# Soundstage and Imaging



## fredk (May 14, 2008)

Over the last year that I have had my 5.1 system set up, I have become more and more aware that I am not getting the most our of my setup as far as soundstage and imaging go.

On a lot of material, everything seems squished into the center of the room.

One reason I know that I can get more out of my current speakers is that when I first auditioned them I was absolutely wowed at how things really opened up when switching from stereo to 5.1 for some of the demo material I brought along (like Dire Striats Live at the BBC). 

The switch to 5.1 REALY opened things up. It was like going from this stage that fit into a flat wide box at the front of the room to something that filled the room. Like going from music on speakers to having a band in front of you. I have not achieved this in my room.

A layout of my room is posted below. I am in an all concrete construction aparment, so I have a very relfective environment. The only thing missing from the layout below is the display, which is a 50" rp sitting on a stand between the mains.


----------



## fredk (May 14, 2008)

After a lot of reading, here are the things that I understand can affect soundstage and imaging:

side wall 1st reflections
Ceiling/floor 1st reflections
distance from the side wall (position of speakers)
toe in

Current position of the mains is 20" from the side wall (from the center of the baffle) 7' from the rear wall (behind the display), 11.5' from the front wall, 8' apart.

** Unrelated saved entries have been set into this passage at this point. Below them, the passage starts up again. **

Issue #30803, opened 2026-08-01
Typography ellipsis tooltip swallows clicks intended for ancestor elements


chirag-madlani:
`Typography` with `ellipsis={{ tooltip: … }}` wraps its content in `TooltipTrigger`, which renders a react-aria `Button`. react-aria's `usePress` sets `shouldStopPropagation: true` by default, so **a click on the truncated text never reaches an ancestor's `onClick`**.

The wrapper exists only to host a hover/focus tooltip over non-interactive text — it should not consume clicks.

## Confirmed breakage

Found while migrating antd Typography → ui-core-components (#30565):

- **Persona switcher** — clicking a persona in the profile dropdown silently did nothing; the `onClick` lives on an ancestor row, so persona/navigation settings never applied.
- **Test-case selection cards** (`AddTestCaseList`) — cards could not be selected at all; three Playwright specs hung waiting on API calls that never fired.

## Why this needs a core fix

There are ~57 `ellipsis={{ tooltip: true }}` call sites in `openmetadata-ui`. Only a handful sit on e2e-covered paths, so an unknown number of click targets are silently broken today, and every future migration sweep would reintroduce the pattern.

Fixed by PR (linked below): calls `continuePropagation()` on the ellipsis tooltip's press event only. Deliberately **not** changed on the shared `TooltipTrigger`, because some consumers rely on the swallowing default (e.g. a help-icon tooltip inside a sortable table header must not also trigger sort).

Issue #30570, opened 2026-07-28
Epic: Migrate UI from Ant Design to @openmetadata/ui-core-components (Untitled + Tailwind)


chirag-madlani:
## Goal

Remove `antd` / `@ant-design/*` entirely from the OpenMetadata UI (and downstream consumers), adopting `@openmetadata/ui-core-components` (Untitled UI + Tailwind v4 + react-aria-components) as the single component system. Visual change to the new design language is expected and desired.

## Approach

Codemod-assisted **per-component sweeps**, ordered by risk: mechanical primitives first (codemod-driven), then structural primitives, then the layout shell, then complex controls (hand-migrated), then teardown. Every sweep follows the playbook in `docs/antd-migration/` (lands with Wave 0): gap check in `ui-core-components` → mapping guide (the review contract) → codemod where mechanical → chunked ~20–40-file PRs → sweep-ledger update. Each PR also deletes the `.less`/`.ant-*` overrides and dead code it orphans.

Guardrails:
- **Visual regression**: Playwright screenshot baselines (docker-generated for Linux-rendering parity) gate every sweep PR; intentional changes regenerate baselines in the same PR so reviewers see before/after.
- **Sweep ledger** (`tooling/antd-migration`): antd imports per component per repo + `.ant-*` selector counts. A component is done when its row reads zero everywhere.
- antd's global reset stays until the final teardown so unmigrated screens don't shift.
- QueryBuilder is excluded — owned by #29849.

## Waves

- [ ] #30564 — Wave 0: Foundations (harness, codemods, ledger) — PR #30560
- [ ] #30565 — Wave 1: Mechanical primitives
- [ ] #30566 — Wave 2: Structural primitives
- [ ] #30567 — Wave 3: Layout shell
- [ ] #30568 — Wave 4: Complex controls + RJSF
- [ ] #30569 — Wave 5: Teardown

chirag-madlani:
## Re-scoped: AI-mode-first, and Collate runs independently

The wave model below is superseded. Three things changed it.

**1. Scope is now AI-mode-first.** The revamped pages under `plugins/ai-chat` are moving to OSS with Classic and AI both shipping. Scoping to what AI mode can reach gives a boundary that is shippable and demonstrable rather than a ~1,600-site sweep with no natural stopping point.

[...]

PR #30810, opened 2026-08-01
refactor(ui): complete antd Button migration to ui-core-components

### LINKED ISSUE #30809: Wave 1: complete antd Button migration to ui-core-components
Sub-task of #30565 (epic #30570). Migrates all antd `Button` usage in openmetadata-ui to `@openmetadata/ui-core-components` per docs/antd-migration/button.md, taking the ledger from **310 → 0**.

Includes the hand-finish punch list (shape, Button.Group redesign, dynamic sizes/block/danger) and fixes for three real interaction regressions surfaced during the sweep — see PR for detail.

chirag-madlani:
## Summary

Second Wave 1 primitive (#30565, epic #30570). Migrates all antd `Button` usage in `openmetadata-ui` per `docs/antd-migration/button.md`. **Ledger: `Button` 310 → 0.** 336 files, 14 commits kept per-area for bisectability.

Stacked on the Typography sweep (#30780) so the codemod ran over already-migrated files — base retargets to `antd-migration/wave-1` once that lands.

## Applied mapping (approved 2026-07-30)

`type→color` incl. the default inversion (bare `<Button>` gets explicit `color="secondary"`, since antd's default is *default* but core's is *primary*); `danger` folds into `-destructive`; `ghost`→`tertiary`; sizes `small/middle/large → xs/sm/md`; `disabled→isDisabled`; `loading→isLoading`; `icon→iconLeading`; `htmlType→type`; `block→tw:w-full`; `ref` passes through (forwardRef from #30664).

## Hand-finished (27 sites the codemod deliberately skipped)

`shape="circle"/"round"` (4, via `tw:rounded-full`), `Button.Group` + subpath imports (5 — core's `ButtonGroup` is a single-select toggle, so these were redesigned as flex-row compositions rather than mechanically swapped), dynamic `size` (8), dynamic `block`+className (4), dynamic `danger` (1), plus 2 pre-existing `Button as CoreButton` alias collisions.

## Real regressions found and fixed

Beyond test-assertion drift, the sweep surfaced three genuine interaction bugs:

1. **Click swallowing in `ApplicationCard`** — react-aria's `usePress` stops propagation that antd's plain button allowed to bubble to an ancestor `onClick`. (Same class as #30803/#30804.)
2. **Core Button silently drops a bare `onFocus` prop** (confirmed empirically) — broke MetaPilot focus tracking in 4 files; worked around with a wrapping `<span onFocus>`. Worth a core follow-up.
3. **`PropertyValue.tsx` passed antd-shaped `saveButtonProps={{ htmlType: 'submit', … }}` into the now-core-based `InlineEdit`**, silently breaking submit-on-click across 10 property-type editors. `tsc` could not catch this because `InlineEdit`'s prop type was still declared against antd's `ButtonProps` — a reminder that intermediate prop types need migrating alongside call sites.

Also: `.ant-btn-loading` class assertions → `data-loading` attribute (7 files), and core-components jest mock factories widened to forward `data-testid`/`isDisabled` (12 files, 4 of them pre-existing gaps this sweep exposed).

## Verification

| Gate | Result |
|---|---|
| `tsc --noEmit` (isolated vs stashed baseline) | **0 new errors** — 521 head vs 674 baseline, i.e. the sweep *fixed* 153 pre-existing |
| Full jest | **1155/1155 suites, 13637/13637 tests** |
| eslint + prettier (full diff) | clean |

Visual baselines are intentionally **not** regenerated locally — per `docs/antd-migration/README.md`, baselines come from CI artifacts only. Button changes appearance by design, so expect intentional baseline updates from the CI run.

## For reviewers

- Orphaned `.ant-btn-group.spaced` CSS left in place (not deleted) pending confirmation nothing else uses it
- `GithubStarCard`'s joined-pill visual not verified locally (no-local-baseline rule) — worth an eye on the CI baseline
- Suggest a repo-wide grep for other stale `ButtonProps` type imports from 'antd' outside this sweep's touched files

Fixes #30809


chirag-madlani:
Merging into `antd-migration/wave-1` with three e2e shards knowingly red — `data-asset-rules-01`, `ingestion-01`, `reindex-01` — tracked in #30941.

Those three are a confirmed regression from this sweep, not flake: they pass on #30780 (one commit earlier, same pipeline and seeded data) and on unrelated PRs, and they fail consistently across two reruns of the same commit here. The trace shows bulk edit runs both its preview and apply calls, but the selected tag never reaches the import payload — so a bulk edit silently drops tags.

Merging anyway because wave-1 is an integration branch for review rather than a release, and this should not hold up the rest of the wave. **#30941 must be closed before wave-1 goes to `main`.**

Two real bugs were found and fixed on this branch along the way:
- `data-icon` — icons passed as elements rendered at 0×0, collapsing every icon-only button (measured in Chrome: 36×36 with the fix, 16×16 with a 0×0 icon without). This took out all 11 chromium shards and would have shipped invisible edit buttons across the product.
- `InlineEdit` — converted props were emitted after the `{...saveButtonProps}` spread, inverting precedence so caller overrides were silently clobbered.

Nine visual baselines were refreshed, each compared against its predecessor rather than adopted wholesale.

This positioning gives me the golden trianlge (at 8') from my listening position.

The room is 11'w x 20'l x 8'h.

Furniture makes it hard to play much with seating or front to rear positioning of the speakers.

From what I have read, the first thing I need to tackle is positioning of the speakers. The question is, where do I start? I would like to have some logical method to apply changes so that its not totally random.

Thoughts/suggestions are welcomed.


----------



## hjones4841 (Jan 21, 2009)

I suggest that you take a few measurements with REW first to see where you are at with the room as-is. That will take out a lot of guesswork. Then try moving your sub around for smoothest freq. response. Post your graphs here and you will get a lot of help understanding what to do.

I would start with first reflection absorption - acoustic panels on the side of the walls. Lots of info here about positioning them using a mirror. That will widen the apparent sound stage by attenuating delayed sound bouces from the walls.

Bryan P of GIK recommends acoustic panels behind the front speakers. Next I would add bass traps, starting in the corners of the room. Acoustic panels can be purchased ready made from companies such as GIK acoustics or you can make them yourself.

With such a reflective room, I expect that you could make significant improvements in sound quality. It will take some time and a few $s but the difference in enjoyment of your system is well worth it.


----------



## fredk (May 14, 2008)

Thanks for the reply. 

I have already done a lot of work with REW to deal with bass frequencies. The threads can be found here and here.

Because I do not plan to live here much more than another year (and I am cash limited), it is not worth pursuing bass treatments any further at this time.

At this point I figure I can get lots of bang for relatively few bucks working on the mains and soundstage/imaging. I do have some 2" 3lb fibre board I can use at first reflection points.

Technically, I should be using a combination of absorbtion and diffusion at first reflection points, but I don't think I have the room to do that. I also have the challenge of having a couch at the first reflection point on one side and I am not quite sure how to deal with that yet. 

It is not possible to put absorbtion behind the speakers in this configuration.

One thing I am wondering is what the trade off is between distance from the side wall and having the golden triangle. I guess I just need to try stuff.


----------



## hjones4841 (Jan 21, 2009)

I thought you had posted before about your room. You may want to build or buy some traps on stands so that you can take them with you when you move. GIK makes stands for the Monster traps and the end table and pillar designs that are portable.

You can also use R30 in DIY frames or stuffed up in a cardbox box (someone on here did that for the back of his room and got benefit.) A couple of months ago faced R30 was going for about $68 per 88 sq. ft. here (11 24x48 batts).

Definately try the fibre board since you already have it. Burlap cloth works well for a covering and it is inexpensive. Even above the couch might help if that will not interfere with seating.


----------



## fredk (May 14, 2008)

Anything I build will definately come with me to any new abode.



> Even above the couch might help if that will not interfere with seating.


For imaging/soundstage issues? I tried my two traps above the couch for bass issues. It didn't have any noticable effect.


----------



## hjones4841 (Jan 21, 2009)

Yes, I was thinking about imaging. Bass traps, if they have membranes, are not designed to absorb mids and highs, which is where imaging happens.


----------